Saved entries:
☆ ☆ ☆
PR #3066, opened 2025-11-13
refactor: 💡 update logic to get preferred rdp client

priya-patel04:
# Description
Minor improvements for  rdp client launch:

1. No client installed initially
**Issue**: After installing the client, the Settings page still shows “None” as the auto detected preferred client.
**Expected**: The newly installed client should be auto detected and set as the preferred client in the UI
**Fix**: Don’t store the preferred client in the Electron store by default. Only save the value after the user has explicitly changed it in the Settings UI.

2. Client installed initially, then uninstalled
**Issue**: After uninstalling the client, the Settings page updates correctly with recommended client info, but the Targets list and Target details still show an “Open” button instead of “Connect.”
**Fix**: When the preferred client is not “None,” add additional check to verify that the client is actually installed

#### No client installed

https://github.com/user-attachments/assets/bceba153-5ae8-497f-8c23-a03fbd21ab7b

#### Client installed initially and then uninstalled:

https://github.com/user-attachments/assets/5f7000b8-5b3e-4534-93d9-71cc2130c1b6

#### No client installed

https://github.com/user-attachments/assets/468c2b00-e656-480c-8f61-d3fcc72ad191

#### Client installed initially and then uninstalled:

https://github.com/user-attachments/assets/909a676a-044b-4a4b-ba29-12cd9516e165

## How to Test
DM for cluster URL
Note: Reset the `~/Library/Application Support/Boundary/config.json` file  prior to testing.

1.  Install Windows App on Mac. Navigate to Settings page and verify Windows App is selected as preferred rdp client.
2.  Navigate to Targets list view and "Open" button should be visible

Uninstall and Install RDP client flow:

1. Uninstall Windows App on Mac. Navigate to Settings page and verify "None detected. We recommend "Windows App" is rendered in preferred client section
2.  Navigate to Targets list view and "Connect" button should be visible.
3. Install Windows App and refresh the window.
4. Navigate to Settings page and verify Windows App is selected as preferred rdp client.
5. Navigate to Targets list view and "Open" button should be visible

## Checklist

## PCI review checklist

### DIFF
--- a/ui/desktop/electron-app/src/services/rdp-client-manager.js
+++ b/ui/desktop/electron-app/src/services/rdp-client-manager.js
@@ -78,40 +78,23 @@ class RdpClientManager {
   }
 
   /**
-   * Gets the best default RDP client (first available that's not 'none')
-   * @returns {Promise<string>} Best RDP client value or 'none'
-   */
-  async getBestDefaultRdpClient() {
-    const availableClients = await this.getAvailableRdpClients();
-    const bestClient = availableClients.find(
-      (client) => client !== RDP_CLIENT_NONE,
-    );
-    return bestClient ?? RDP_CLIENT_NONE;
-  }
-
-  /**
    * Gets the user's preferred RDP client, auto-detecting if not set
    * @returns {Promise<string>} Preferred RDP client value
    */
   async getPreferredRdpClient() {
-    // check user stored preference
-    let preferredClient = store.get('preferredRdpClient');
+    const availableClients = await this.getAvailableRdpClients();
+    const installedClients = availableClients.filter(
+      (client) => client !== RDP_CLIENT_NONE,
+    );
 
-    if (!preferredClient) {
-      // Auto-detect and return the best available client
-      preferredClient = await this.getBestDefaultRdpClient();
-      return preferredClient;
-    }
+    if (installedClients.length === 0) return RDP_CLIENT_NONE;
 
-    // Validate preferred client is still available
-    if (preferredClient !== RDP_CLIENT_NONE) {
-      const availableClient = await this.getBestDefaultRdpClient();
-      if (availableClient === RDP_CLIENT_NONE) {
-        preferredClient = RDP_CLIENT_NONE;
-      }
-    }
-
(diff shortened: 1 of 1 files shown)


ui/desktop/electron-app/src/services/rdp-client-manager.js
```diff
@@ -94,13 +94,23 @@ class RdpClientManager {
...
+    // check user stored preference
     let preferredClient = store.get('preferredRdpClient');
 
     if (!preferredClient) {
-      // Auto-detect and set the best available client
+      // Auto-detect and return the best available client
       preferredClient = await this.getBestDefaultRdpClient();
-      store.set('preferredRdpClient', preferredClient);
+      return preferredClient;
     }
```
hashicc: I think this can be simplified to:
```js
const availableClients = getAvailableRdpClients();
const preferredClient = store.get('preferredRdpClient') ?? await this.getBestDefaultRdpClient();
const isPreferredAvailable = Boolean(availableClients.find(client => client.value === preferredClient));
return isPreferredAvailable ? preferredClient : RDP_CLIENT_NONE;
```

I think this achieves the same thing, let me know if I'm missing something. I think the goal here is to not have to special case `RDP_CLIENT_NONE` so much but just have one preferred client and then check if it's available.

I think `getBestDefaultRdpClient` could also be removed since it has a lot of overlap with finding out the preferred and `getPreferredRdpClient` is the only usage. A version without `getBestDefaultRdpClient` looks like:

```js
const availableClients = await getAvailableRdpClients();
const installedClients = availableClients.filter(client => client !== RDP_CLIENT_NONE);
const preferredClient = store.get('preferredRdpClient') ?? installedClients[0];
const isPreferredAvailable = preferredClient && Boolean(installedClients.find(client => client.value === preferredClient));
return isPreferredAvailable ? preferredClient : RDP_CLIENT_NONE;
```

hashicc (approved):
🚀 Awesome, works great, and overall more lines deleted than added

DhariniJeeva (approved):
☆ ☆ ☆
WHAT IS BEING ASKED: Go through the data above and return every line exactly.

ANSWER SPACE:
PR #3066, opened 2025-11-13
refactor: 💡 update logic to get preferred rdp client

priya-patel04:
# Description
Minor improvements for  rdp client launch:

1. No client installed initially
**Issue**: After installing the client, the Settings page still shows “None” as the auto detected preferred client.
**Expected**: The newly installed client should be auto detected and set as the preferred client in the UI
**Fix**: Don’t store the preferred client in the Electron store by default. Only save the value after the user has explicitly changed it in the Settings UI.

2. Client installed initially, then uninstalled
**Issue**: After uninstalling the client, the Settings page updates correctly with recommended client info, but the Targets list and Target details still show an “Open” button instead of “Connect.”
**Fix**: When the preferred client is not “None,” add additional check to verify that the client is actually installed

#### No client installed

https://github.com/user-attachments/assets/bceba153-5ae8-497f-8c23-a03fbd21ab7b

#### Client installed initially and then uninstalled:

https://github.com/user-attachments/assets/5f7000b8-5b3e-4534-93d9-71cc2130c1b6

#### No client installed

https://github.com/user-attachments/assets/468c2b00-e656-480c-8f61-d3fcc72ad191

#### Client installed initially and then uninstalled:

https://github.com/user-attachments/assets/909a676a-044b-4a4b-ba29-12cd9516e165

## How to Test
DM for cluster URL
Note: Reset the `~/Library/Application Support/Boundary/config.json` file  prior to testing.

1.  Install Windows App on Mac. Navigate to Settings page and verify Windows App is selected as preferred rdp client.
2.  Navigate to Targets list view and "Open" button should be visible

Uninstall and Install RDP client flow:

1. Uninstall Windows App on Mac. Navigate to Settings page and verify "None detected. We recommend "Windows App" is rendered in preferred client section
2.  Navigate to Targets list view and "Connect" button should be visible.
3. Install Windows App and refresh the window.
4. Navigate to Settings page and verify Windows App is selected as preferred rdp client.
5. Navigate to Targets list view and "Open" button should be visible

## Checklist

## PCI review checklist

### DIFF
--- a/ui/desktop/electron-app/src/services/rdp-client-manager.js
+++ b/ui/desktop/electron-app/src/services/rdp-client-manager.js
@@ -78,40 +78,23 @@ class RdpClientManager {
   }
 
   /**
-   * Gets the best default RDP client (first available that's not 'none')
-   * @returns {Promise<string>} Best RDP client value or 'none'
-   */
-  async getBestDefaultRdpClient() {
-    const availableClients = await this.getAvailableRdpClients();
-    const bestClient = availableClients.find(
-      (client) => client !== RDP_CLIENT_NONE,
-    );
-    return bestClient ?? RDP_CLIENT_NONE;
-  }
-
-  /**
    * Gets the user's preferred RDP client, auto-detecting if not set
    * @returns {Promise<string>} Preferred RDP client value
    */
   async getPreferredRdpClient() {
-    // check user stored preference
-    let preferredClient = store.get('preferredRdpClient');
+    const availableClients = await this.getAvailableRdpClients();
+    const installedClients = availableClients.filter(
+      (client) => client !== RDP_CLIENT_NONE,
+    );
 
-    if (!preferredClient) {
-      // Auto-detect and return the best available client
-      preferredClient = await this.getBestDefaultRdpClient();
-      return preferredClient;
-    }
+    if (installedClients.length === 0) return RDP_CLIENT_NONE;
 
-    // Validate preferred client is still available
-    if (preferredClient !== RDP_CLIENT_NONE) {
-      const availableClient = await this.getBestDefaultRdpClient();
-      if (availableClient === RDP_CLIENT_NONE) {
-        preferredClient = RDP_CLIENT_NONE;
-      }
-    }
-
(diff shortened: 1 of 1 files shown)


ui/desktop/electron-app/src/services/rdp-client-manager.js
```diff
@@ -94,13 +94,23 @@ class RdpClientManager {
...
+    // check user stored preference
     let preferredClient = store.get('preferredRdpClient');
 
     if (!preferredClient) {
-      // Auto-detect and set the best available client
+      // Auto-detect and return the best available client
       preferredClient = await this.getBestDefaultRdpClient();
-      store.set('preferredRdpClient', preferredClient);
+      return preferredClient;
     }
```
hashicc: I think this can be simplified to:
```js
const availableClients = getAvailableRdpClients();
const preferredClient = store.get('preferredRdpClient') ?? await this.getBestDefaultRdpClient();
const isPreferredAvailable = Boolean(availableClients.find(client => client.value === preferredClient));
return isPreferredAvailable ? preferredClient : RDP_CLIENT_NONE;
```

I think this achieves the same thing, let me know if I'm missing something. I think the goal here is to not have to special case `RDP_CLIENT_NONE` so much but just have one preferred client and then check if it's available.

I think `getBestDefaultRdpClient` could also be removed since it has a lot of overlap with finding out the preferred and `getPreferredRdpClient` is the only usage. A version without `getBestDefaultRdpClient` looks like:

```js
const availableClients = await getAvailableRdpClients();
const installedClients = availableClients.filter(client => client !== RDP_CLIENT_NONE);
const preferredClient = store.get('preferredRdpClient') ?? installedClients[0];
const isPreferredAvailable = preferredClient && Boolean(installedClients.find(client => client.value === preferredClient));
return isPreferredAvailable ? preferredClient : RDP_CLIENT_NONE;
```

hashicc (approved):
🚀 Awesome, works great, and overall more lines deleted than added

DhariniJeeva (approved):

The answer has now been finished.